GOAL OF THE EXERCISE - Only lines that contain the string "guard" should be returned from the material below.

##### LISTED ENTRIES

PR #13036, opened 2026-07-04
feat(ios): add push-to-talk voice capture

### LINKED ISSUE #13008: Jovie iOS: tap-and-hold push-to-talk voice button (Whispr Flow style) + Action Button mapping
Add a press-and-hold button: hold to talk, release to transcribe + send. Must be mappable to the iPhone Action Button / a Shortcuts action so a hardware press starts recording. Requirements: instant haptic on press, live waveform, release-to-send, cancel-on-slide-away, low-latency STT. No jargon in UI. Instrument STT latency (see measurement issue).

itstimwhite:
## Summary
- Add a native iOS press-and-hold talk control in the chat composer with haptics, live waveform reservation, release-to-send, and slide-away cancel.
- Add transient on-device voice capture/transcription service using AVAudioEngine + Speech, microphone/speech permission strings, and numeric STT latency instrumentation.
- Add a `Talk to Jovie` App Shortcut / App Intent path so the iPhone Action Button can map through Shortcuts to open chat and arm voice capture.
- Keep composer/drawer layouts stable under UI tests; remove the old shell-level talk FAB expectations in favor of the composer control.

Closes #13008

## Verification
- `rg -n "<<<<<<<|=======|>>>>>>>" apps/ios/Jovie apps/ios/JovieTests apps/ios/JovieUITests || true`
  - no output
- `plutil -lint apps/ios/Jovie/Info.plist apps/ios/Jovie/PrivacyInfo.xcprivacy apps/ios/Jovie.xcodeproj/project.pbxproj`
  - `apps/ios/Jovie/Info.plist: OK`
  - `apps/ios/Jovie/PrivacyInfo.xcprivacy: OK`
  - `apps/ios/Jovie.xcodeproj/project.pbxproj: OK`
- `git diff --check`
  - no output
- `pnpm run ios:lint`
  - `iOS best-practices lint: clean ✓`
  - warning observed: `Unsupported engine: wanted: {"node":">=22.13.0 <23"} (current: {"node":"v26.4.0","pnpm":"9.15.4"})`
- `bash apps/ios/scripts/run-xcodebuild.sh test -only-testing:JovieTests/JovieAppIntentsTests -only-testing:JovieTests/IntentNavigationStoreTests -only-testing:JovieTests/AppShellIntentNavigationTests -only-testing:JovieTests/ObservabilityTests`
  - `Test run with 19 tests in 4 suites passed after 0.013 seconds.`
  - `** TEST SUCCEEDED **`
- `bash apps/ios/scripts/run-xcodebuild.sh test -only-testing:JovieTests/MobileChatProseFlowTokenTests`
  - `Test run with 2 tests in 1 suite passed after 0.002 seconds.`
  - `** TEST SUCCEEDED **`
- `bash apps/ios/scripts/run-xcodebuild.sh test -only-testing:JovieUITests/JovieUITests/testDrawerSurfaceSwitcherLabelsStaySingleLine`
  - `Executed 1 test, with 0 failures (0 unexpected)`
  - `** TEST SUCCEEDED **`
- `bash apps/ios/scripts/run-xcodebuild.sh test -only-testing:JovieUITests/JovieUITests/testVoiceButtonAppearsOnChatComposer`
  - `Executed 1 test, with 0 failures (0 unexpected)`
  - attachment captured: `iOS voice-button`
  - `** TEST SUCCEEDED **`
- `pnpm run ios:test`
  - unit portion: `Test run with 185 tests in 30 suites passed after 2.382 seconds.`
  - UI portion: `Executed 32 tests, with 5 tests skipped and 0 failures (0 unexpected)`
  - full result: `** TEST SUCCEEDED **`
  - warning observed: `Unsupported engine: wanted: {"node":">=22.13.0 <23"} (current: {"node":"v26.4.0","pnpm":"9.15.4"})`

## CodeRabbit
- `coderabbit review --agent -c AGENTS.md -t uncommitted` was attempted twice. Both attempts failed before review due org rate limit. Latest exact error: `Rate limit exceeded`, recoverable `true`, waitTime `34 minutes`.

## Notes
- The change touches 18 files because the feature crosses native audio capture, App Intent routing, composer UI, permissions, project membership, and focused test coverage.
- No raw audio is persisted or logged; observability records numeric latency/status only.

### DIFF
--- a/apps/ios/Jovie.xcodeproj/project.pbxproj
+++ b/apps/ios/Jovie.xcodeproj/project.pbxproj
@@ -59,6 +59,7 @@
 		A0J0V25490000000000000004 /* ChatRepository.swift in Sources */ = {isa = PBXBuildFile; fileRef = A0J0V25490000000000000003 /* ChatRepository.swift */; };
 		A0J0V25490000000000000006 /* MobileChatClient.swift in Sources */ = {isa = PBXBuildFile; fileRef = A0J0V25490000000000000005 /* MobileChatClient.swift */; };
 		A0J0V25490000000000000008 /* MobileChatModels.swift in Sources */ = {isa = PBXBuildFile; fileRef = A0J0V25490000000000000007 /* MobileChatModels.swift */; };
+		A0GH13008000000000000002 /* VoiceCaptureService.swift in Sources */ = {isa = PBXBuildFile; fileRef = A0GH13008000000000000001 /* VoiceCaptureService.swift */; };
 		A0J0V2549000000000000000A /* MobileChatView.swift in Sources */ = {isa = PBXBuildFile; fileRef = A0J0V25490000000000000009 /* MobileChatView.swift */; };
 		A0J0V36390000000000000002 /* ComposerWorkflowSheet.swift in Sources */ = {isa = PBXBuildFile; fileRef = A0J0V36390000000000000001 /* ComposerWorkflowSheet.swift */; };
 		A0J0V36390000000000000004 /* ComposerWorkflowSheetTests.swift in Sources */ = {isa = PBXBuildFile; fileRef = A0J0V36390000000000000003 /* ComposerWorkflowSheetTests.swift */; };
@@ -178,6 +179,7 @@
 		A0J0V25490000000000000003 /* ChatRepository.swift */ = {isa = PBXFileReference; includeInIndex = 1; lastKnownFileType = sourcecode.swift; path = ChatRepository.swift; sourceTree = "<group>"; };
 		A0J0V25490000000000000005 /* MobileChatClient.swift */ = {isa = PBXFileReference; includeInIndex = 1; lastKnownFileType = sourcecode.swift; path = MobileChatClient.swift; sourceTree = "<group>"; };
 		A0J0V25490000000000000007 /* MobileChatModels.swift */ = {isa = PBXFileReference; includeInIndex = 1; lastKnownFileType = sourcecode.swift; path = MobileChatModels.swift; sourceTree = "<group>"; };
+		A0GH13008000000000000001 /* VoiceCaptureService.swift */ = {isa = PBXFileReference; includeInIndex = 1; lastKnownFileType = sourcecode.swift; path = VoiceCaptureService.swift; sourceTree = "<group>"; };
 		A0J0V25490000000000000009 /* MobileChatView.swift */ = {isa = PBXFileReference; includeInIndex = 1; lastKnownFileType = sourcecode.swift; path = MobileChatView.swift; sourceTree = "<group>"; };
 		A0J0V36390000000000000001 /* ComposerWorkflowSheet.swift */ = {isa = PBXFileReference; includeInIndex = 1; lastKnownFileType = sourcecode.swift; path = ComposerWorkflowSheet.swift; sourceTree = "<group>"; };
 		A0J0V36390000000000000003 /* ComposerWorkflowSheetTests.swift */ = {isa = PBXFileReference; includeInIndex = 1; lastKnownFileType = sourcecode.swift; path = ComposerWorkflowSheetTests.swift; sourceTree = "<group>"; };
@@ -404,6 +406,7 @@
 				A0J0V25490000000000000005 /* MobileChatClient.swift */,
 				A0J0V36070000000000000001 /* MobileChatContentParser.swift */,
 				A0J0V25490000000000000007 /* MobileChatModels.swift */,
+				A0GH13008000000000000001 /* VoiceCaptureService.swift */,
 				3EC2367922F1F00AB0AF1164 /* MobileMeResponse.swift */,
 				A0J0V36380000000000000003 /* MobileAudienceHighlightsResponse.swift */,
 				A0GH12706000000000000001 /* MobileActionLoopInboxResponse.swift */,
@@ -709,6 +712,7 @@
 				8747690FEEF7BD069EBF7430 /* MeRepository.swift in Sources */,
 				A0J0V25490000000000000006 /* MobileChatClient.swift in Sources */,
 				A0J0V25490000000000000008 /* MobileChatModels.swift in Sources */,
+				A0GH13008000000000000002 /* VoiceCaptureService.swift in Sources */,
 				A0J0V36070000000000000002 /* MobileChatContentParser.swift in Sources */,
 				52C5CBF9C24E4C502FA64955 /* MobileMeResponse.swift in Sources */,
 				A0J0V36380000000000000004 /* MobileAudienceHighlightsResponse.swift in Sources */,
--- a/apps/ios/Jovie/App/RootView.swift
+++ b/apps/ios/Jovie/App/RootView.swift
@@ -245,17 +245,17 @@ private struct AppContentView: View {
             chatRepository?.startNewConversation()
           },
           onAutoSendMessage: handleAutoSendMessage,
-          onTalk: {},
           onLogout: onLogout
         ) {
           NeedsOnboardingView(continueURL: appState.continueOnWebURL)
         } audienceContent: { _ in
           EmptyView()
-        } chatContent: { draft in
+        } chatContent: { draft, voiceCaptureTrigger in
           if let chatRepository {
             MobileChatView(
               repository: chatRepository,
               draft: draft,
+              voiceCaptureTrigger: voiceCaptureTrigger,
               webBaseURL: appState.configuration.webBaseURL
             )
           } else {
@@ -283,7 +283,6 @@ private struct AppContentView: View {
             chatRepository?.startNewConversation()
           },
           onAutoSendMessage: handleAutoSendMessage,
-          onTalk: {},
           onLogout: onLogout
         ) {
           DashboardView(
@@ -305,11 +304,12 @@ private struct AppContentView: View {
             onRetry: { await reloadAudienceHighlights(for: appState.activeUserID) },
             onAskJovie: askJovie
           )
-        } chatContent: { draft in
+        } chatContent: { draft, voiceCaptureTrigger in
           if let chatRepository {
             MobileChatView(
               repository: chatRepository,
               draft: draft,
+              voiceCaptureTrigger: voiceCaptureTrigger,
               webBaseURL: appState.configuration.webBaseURL
             )
           } else {
@@ -468,6 +468,7 @@ private struct ChatComposerPreview: View {
   @Binding var draft: String
   let isOffline: Bool
   @FocusState private var isComposerFocused: Bool
+  @State private var voiceCaptureService = VoiceCaptureService()
 
   var body: some View {
     ChatComposerBar(
@@ -476,6 +477,10 @@ private struct ChatComposerPreview: View {
       placeholder: isOffline ? "Ask Jovie (offline)" : "Ask Jovie",
       isSending: false,
       isPlusEnabled: true,
+      voiceCaptureService: voiceCaptureService,
+      onVoiceStart: {},
+      onVoiceFinish: {},
+      onVoiceCancel: {},
       onSend: { draft = "" },
       onSelectWorkflow: { action in
         draft = action.prompt
--- a/apps/ios/Jovie/Core/Observability/ObservabilityTypes.swift
+++ b/apps/ios/Jovie/Core/Observability/ObservabilityTypes.swift
@@ -29,6 +29,8 @@ enum ObservabilityEvent: String, CaseIterable, Equatable {
   case chatFirstTokenTimeout = "chat_first_token_timeout"
   case profileImportFailed = "profile_import_failed"
   case chatEntityTokenUnmappedKind = "chat_entity_token_unmapped_kind"
+  case voiceCaptureStarted = "voice_capture_started"
+  case voiceTranscriptionCompleted = "voice_transcription_completed"
 }
 
 struct ObservabilityConfiguration: Equatable {
--- a/apps/ios/Jovie/Core/VoiceCaptureService.swift
+++ b/apps/ios/Jovie/Core/VoiceCaptureService.swift
@@ -1,0 +1,203 @@
+import AVFoundation
+import Foundation
+import Observation
+import Speech
+
+enum VoiceCaptureError: LocalizedError, Equatable {
+  case microphoneDenied
+  case speechDenied
+  case recognizerUnavailable
+  case emptyTranscript
+  case notRecording
+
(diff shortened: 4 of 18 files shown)


itstimwhite:
We are given a diff for PR #13036: feat(ios): add push-to-talk voice capture.

We are to look for:
1. Logic errors
2. Security issues
3. Data integrity issues
4. Error handling issues
5. Cross-file impact

We must reference specific lines from the diff.

Note: The diff is long, so we focus on the changes.

We'll break down the changes by file and look for the above issues.

Starting with the first file:

apps/ios/Jovie.xcodeproj/project.pbxproj
- This is a project file. We are adding a new file (VoiceCaptureService.swift) to the build.
- No logic, security, data integrity, or error handling issues in a project file (it's just build configuration).
- Cross-file impact: We are adding a new source file, so we must ensure it is included in the build. It is added in three places (as seen in the diff). This is correct.

apps/ios/Jovie/App/RootView.swift
- Changes: We are adding a `voiceCaptureTrigger` parameter to the `chatContent` closure in two places (for the main content and the dashboard content).
- We are also removing the `onTalk` parameter (which was an empty closure) and replacing it with the voice capture trigger.
- In the `ChatComposerPreview` struct, we are adding a `@State private var voiceCaptureService = VoiceCaptureService()` and then passing it to the `ChatComposerBar` along with empty handlers for voice events.
- This is just setting up the preview. The empty handlers are acceptable because it's a preview and not used in production.
- No obvious logic, security, data integrity, or error handling issues.

apps/ios/Jovie/Core/Observability/ObservabilityTypes.swift
- Added two new observability events: `voiceCaptureStarted` and `voiceTranscriptionCompleted`.
- This is just adding enum cases. No issues.

apps/ios/Jovie/Core/VoiceCaptureService.swift
- This is a new file. We must check for:
  - Logic errors: race conditions, null dereferences, off-by-one, incorrect conditionals.
  - Security: hardcoded secrets, etc. (but this is local audio processing, so unlikely)
  - Data integrity: not applicable (no database)
  - Error handling: missing try/catch, unhandled promise rejections, silent failures.

Let's examine the VoiceCaptureService:

1. `start()` function:
   - It checks `!isRecording` and returns early if already recording (to avoid multiple starts).
   - Then it calls `ensurePermissions()` which asks for microphone and speech permissions.
   - Then it checks if the recognizer is available.
   - Then it resets state.
   - Sets up the audio engine and speech recognition.
   - Starts the audio engine.

   Potential issues:
   - The `ensurePermissions()` function is asynchronous and may throw. We are using `try await` so that's handled.
   - We are installing a tap on the input node and then starting the engine. If starting the engine fails, we throw and the tap is not removed? Actually, if `try audioEngine.start()` throws, we leave the tap installed? Let's see:

     We do:
        inputNode.removeTap(onBus: 0)
        inputNode.installTap(onBus: 0, ...)

     Then we set the audio session and then:
        recognitionTask = ... (if this fails, we throw and the tap is still installed? But note: the recognitionTask is set after the tap installation and before starting the engine. If setting up the recognitionTask fails (e.g., recognizer is nil) we throw and then we don't start the engine. However, we have already installed the tap and set the audio session.

     We should clean up if we fail after installing the tap.

   - Similarly, if setting the audio session fails, we have the tap installed and we should remove it.

   - Also, if starting the audio engine fails, we have the tap installed and the audio session set.

   We should use a defer or catch block to clean up on failure.

   However, note that the function is marked `throws` and we are not catching inside. The caller is expected to handle the error and then call `cancel()`? But note: in the caller (MobileChatView) we have:

        do {
          try await voiceCaptureService.start()
        } catch {
          voiceCaptureService.cancel()
        }

   So if `start()` throws, we call `cancel()`. But what state is the service in when `start()` throws?

   Let's trace:

   - If `ensurePermissions()` throws: we haven't installed the tap or set the session, so `cancel()` is safe (it checks `isRecording` which is false, so it returns early).

   - If the recognizer is unavailable: we throw after `reset()` (which sets everything to initial state) and before installing the tap. So again? Actually, we do:

        reset()
        let request = ... 
        recognitionRequest = request
        let inputNode = ... 
        ... installTap ...
        ... set audio session ...
        recognitionTask = ...   // if this fails, we throw

     But note: the `recognizer?.recognitionTask(with: request)` returns an optional? Actually, it returns `SFSpeechRecognitionTask?` and we assign it to `recognitionTask`. If the recognizer is not available, we already threw above (we checked `recognizer?.isAvailable == true`). So we shouldn't get a nil from the recognitionTask call? Actually, we check `recognizer?.isAvailable` and then we call `recognizer?.recognitionTask(...)`. If the recognizer becomes unavailable between the check and the call, we might get nil. But that's a race condition and very unlikely. However, we should handle it.

     But note: the check is `guard recognizer?.isAvailable == true else { throw ... }`. Then we call `recognizer?.recognitionTask(...)`. If the recognizer is available at the time of the guard, it should remain available for the call? Not necessarily, but it's very short. We can force unwrap because we just checked? Actually, we did:

        guard recognizer?.isAvailable == true else { ... }

     Then we use `recognizer?` again. We can change to:

        guard let recognizer = recognizer, recognizer.isAvailable else { ... }

     Then use that recognizer.

   - However, the current code does:

        let request = SFSpeechAudioBufferRecognitionRequest()
        request.shouldReportPartialResults = true
        recognitionRequest = request

        let inputNode = audioEngine.inputNode
        let format = inputNode.outputFormat(forBus: 0)

        inputNode.removeTap(onBus: 0)
        inputNode.installTap(onBus: 0, bufferSize: 1024, format: format) { [weak self] buffer, _ in
          request.append(buffer)
          let level = Self.normalizedLevel(from: buffer)
          Task { @MainActor in
            self?.audioLevel = level
          }
        }

        let session = AVAudioSession.sharedInstance()
        try session.setCategory(.record, mode: .measurement, options: [.duckOthers])
        try session.setActive(true, options: .notifyOthersOnDeactivation)

        recognitionTask = recognizer?.recognitionTask(with: request) { [weak self] result, error in
          ... 
        }

     If `recognizer` is nil at this point (which shouldn't happen because we checked `isAvailable` but note: the `isAvailable` check is on the optional, and then we use optional chaining) then `recognitionTask` will be nil. Then later when we try to use it, we might have issues.

     Specifically, in `finish()` we have:

        recognitionTask?.cancel()

     So if it's nil, it's safe. But we also have:

        recognitionTask = nil   // in finish and cancel

     And in `start()` we set it to the result of the optional chaining. If it's nil, then we have a nil recognitionTask.

     Then in `finish()` we try to cancel it (which is safe) and then set it to nil.

     But note: we also have:

        recognitionRequest?.endAudio()

     And `recognitionRequest` is set earlier (so not nil). However, if the recognitionTask is nil, then the recognition request is still active? Actually, no: the recognition task is what processes the request. If we don't have a task, then the request is not being processed. But we are still appending to the request via the tap. This would cause the request to grow without being processed.

     So we must not start the audio engine if we cannot create a recognition task.

     Therefore, we should move the audio engine start and session setup after we have successfully created the recognition task? Or we should clean up if the task creation fails.

     Proposed fix: move the audio engine start and session setup inside a block that only runs if we get a non-nil recognitionTask? But note: we set the recognitionTask from the optional chaining. We can check if it's nil and then throw.

     Alternatively, we can do:

        guard let recognizer = recognizer, recognizer.isAvailable else {
          throw VoiceCaptureError.recognizerUnavailable
        }

        recognitionTask = recognizer.recognitionTask(with: request) { ... }

        guard recognitionTask != nil else {
          throw VoiceCaptureError.recognizerUnavailable
        }

     But note: the `recognitionTask` property is set to the result of the call, which is optional. The documentation says it returns a task or nil if it couldn't be created.

     So we should check for nil.

   - Also, we set the audio session and start the engine before we know if the recognition task was created successfully. We should do:

        Step 1: Check permissions and recognizer availability.
        Step 2: Reset.
        Step 3: Create the recognition request.
        Step 4: Set up the audio tap.
        Step 5: Set up the audio session.
        Step 6: Create the recognition task (and if it fails, clean up the tap and session and throw).
        Step 7: Start the audio engine.

     We can use a defer or a do-catch to clean up on failure.

     However, note that the service is designed to be used in a way that if `start()` throws, the caller will call `cancel()`. But `cancel()` assumes that we are in a recording state (which we set only after starting the engine). So if we throw before setting `isRecording = true`, then `cancel()` will do nothing (because `isRecording` is false) and we will have left the tap installed and the audio session active.

     Therefore, we must clean up any resources we have acquired if we fail after acquiring them.

     We can break the start function into steps and use a defer or a catch block to clean up.

     Alternatively, we can set `isRecording` only at the very end, after everything is set up successfully. Then if we fail at any point, we haven't set `isRecording` and the caller's `cancel()` won't do anything, but we must clean up the tap and session.

     Let's restructure:

        We'll do:

          reset()   // sets everything to initial state

          // Step 1: Permissions and recognizer check
          try await ensurePermissions()
          guard let recognizer = recognizer, recognizer.isAvailable else {
            throw VoiceCaptureError.recognizerUnavailable
          }

          // Step 2: Set up request and tap
          let request = SFSpeechAudioBufferRecognitionRequest()
          request.shouldReportPartialResults = true
          recognitionRequest = request

          let inputNode = audioEngine.inputNode
          let format = inputNode.outputFormat(forBus: 0)

          inputNode.removeTap(onBus: 0)
          inputNode.installTap(onBus: 0, bufferSize: 1024, format: format) { [weak self] buffer, _ in
            request.append(buffer)
            let level = Self.normalizedLevel(from: buffer)
            Task { @MainActor in
              self?.audioLevel = level
            }
          }

          // Step 3: Set up audio session
          let session = AVAudioSession.sharedInstance()
          try session.setCategory(.record, mode: .measurement, options: [.duckOthers])
          try session.setActive(true, options: .notifyOthersOnDeactivation)

          // Step 4: Create recognition task
          recognitionTask = recognizer.recognitionTask(with: request) { [weak self] result, error in
            ... 
          }

          guard let recognitionTask = recognitionTask else {
            // Clean up: remove tap and deactivate session
            inputNode.removeTap(onBus: 0)
            try? session.setActive(false, options: .notifyOthersOnDeactivation)
            throw VoiceCaptureError.recognizerUnavailable
          }

          // Step 5: Start engine and set state
          recordingStartedAt = .now
          isRecording = true
          Observability.addBreadcrumb(.voiceCaptureStarted)

          audioEngine.prepare()
          try audioEngine.start()

     But note: we are using the same `inputNode` and `session` in the cleanup. We have them as constants.

     However, we must be cautious: the `inputNode` is from the audioEngine, and we are removing the tap on it. The session we set active, we then set inactive.

     Also, note that we are setting `recognitionTask` to the result of the call, and then we check if it's nil. We then use it in the guard.

     This way, if we fail at any point before setting `isRecording`, we clean up the tap and session and then throw.

     But note: the `ensurePermissions` function might have already granted permissions? We don't want to revoke them, but that's not how permissions work. We just asked and the user granted. We don't need to undo the permission grant.

     However, we are not removing any permissions, just cleaning up the audio session and tap.

     This is acceptable.

     Also, note that in the `cancel()` function we do:

        audioEngine.stop()
        audioEngine.inputNode.removeTap(onBus: 0)
        recognitionRequest?.endAudio()
        recognitionTask?.cancel()
        recognitionTask = nil
        recognitionRequest = nil
        isRecording = false
        audioLevel = 0
        transcriptPreview = ""
        latestTranscript = ""
        recordCompletion(...)
        recordingStartedAt = nil
        try? AVAudioSession.sharedInstance().setActive(false, options: .notifyOthersOnDeactivation)

     So if we clean up in the start function on failure, we are doing similar steps.

     However, note that in the start function we set `recognitionRequest` and `recognitionTask` and then if we fail we set them to nil? Actually, in the cleanup we set them to nil? Not exactly: we remove the tap and deactivate the session, but we don't set the request and task to nil. But we are about to throw and the caller will not use the service until they call `start()` again (and then we reset) or they call `cancel()`. But if we throw, the service is left in a state where:

        recognitionRequest is set (to the request we created)
        recognitionTask is nil (because we checked and it was nil, so we didn't assign? Actually, we did:

            recognitionTask = recognizer.recognitionTask(...)   // which returns nil
            then we check and throw

        So recognitionTask is nil.

        And we have installed a tap and set the session active.

     So we must remove the tap and deactivate the session.

     We do that in the cleanup block.

     Therefore, we should change the start function to clean up the tap and session if we fail after installing the tap or setting the session.

     We can do:

        do {
          ... steps ...
        } catch {
          // Clean up any partial setup
          inputNode.removeTap(onBus: 0)
          try? session.setActive(false, options: .notifyOthersOnDeactivation)
          throw
        }

     But note: we might fail at the permission step, then we don't have inputNode or session set. So we should only clean up if we have passed those steps.

     Alternatively, we can break the function into steps and clean up as we go.

     Given the complexity, and since this is a new file, we should point out the potential resource leak.

     However, note that the current code does not have this cleanup and if the recognitionTask creation fails (returns nil) then we leave the tap and session active.

     This is a bug.

     Let's look for other issues in VoiceCaptureService:

     - In `finish()`: we stop the engine, remove the tap, end the audio on the request, then wait 180ms, then cancel the task and set to nil, then deactivate the session.

        Why wait 180ms? It might be to allow the recognition task to finish. But note: we are ending the audio on the request, which should cause the task to finish. However, there might be a delay.

        But note: we are setting `isRecording = false` and `audioLevel = 0` before the wait. Then we wait, then cancel the task.

        What if the task finishes during the wait? Then canceling it is safe (it's a no-op). But we are setting `recognitionTask = nil` after the wait, so if the task finishes and sets itself to nil (which it doesn't, we hold a strong reference) then we might have a problem? Actually, we hold a strong reference in `recognitionTask` until we set it to nil.

        The wait is to allow the task to process the last buffer and call the completion handler. We then cancel it to ensure it stops.

        This is acceptable.

     - In `cancel()`: we do similar to `finish()` but without waiting and without returning a result.

        We stop the engine, remove the tap, end the audio on the request, cancel the task, set task and request to nil, set isRecording to false, reset levels, record completion, set recordingStartedAt to nil, and deactivate the session.

        This is safe.

     - The `normalizedLevel` function: it takes the absolute value of each sample and averages, then scales by 18. Why 18? It's arbitrary but acceptable for a UI level.

     - The `latencyMilliseconds` function: uses `ContinuousClock` which is available in iOS 13+. We are targeting iOS? The project likely requires iOS 13+ or later. But note: the project might have a deployment target. We don't see it in the diff, but we assume it's okay.

     - The `recordCompletion` function: sends an observability event. It is called from `finish()` and `cancel()`.

     - The `ensurePermissions` function

itstimwhite (commented):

##########

SOLUTION FOR THIS PROBLEM -
     But note: the check is `guard recognizer?.isAvailable == true else { throw ... }`. Then we call `recognizer?.recognitionTask(...)`. If the recognizer is available at the time of the guard, it should remain available for the call? Not necessarily, but it's very short. We can force unwrap because we just checked? Actually, we did:
        guard recognizer?.isAvailable == true else { ... }
        guard let recognizer = recognizer, recognizer.isAvailable else { ... }
        guard let recognizer = recognizer, recognizer.isAvailable else {
        guard recognitionTask != nil else {
          guard let recognizer = recognizer, recognizer.isAvailable else {
          guard let recognitionTask = recognitionTask else {
     Also, note that we are setting `recognitionTask` to the result of the call, and then we check if it's nil. We then use it in the guard.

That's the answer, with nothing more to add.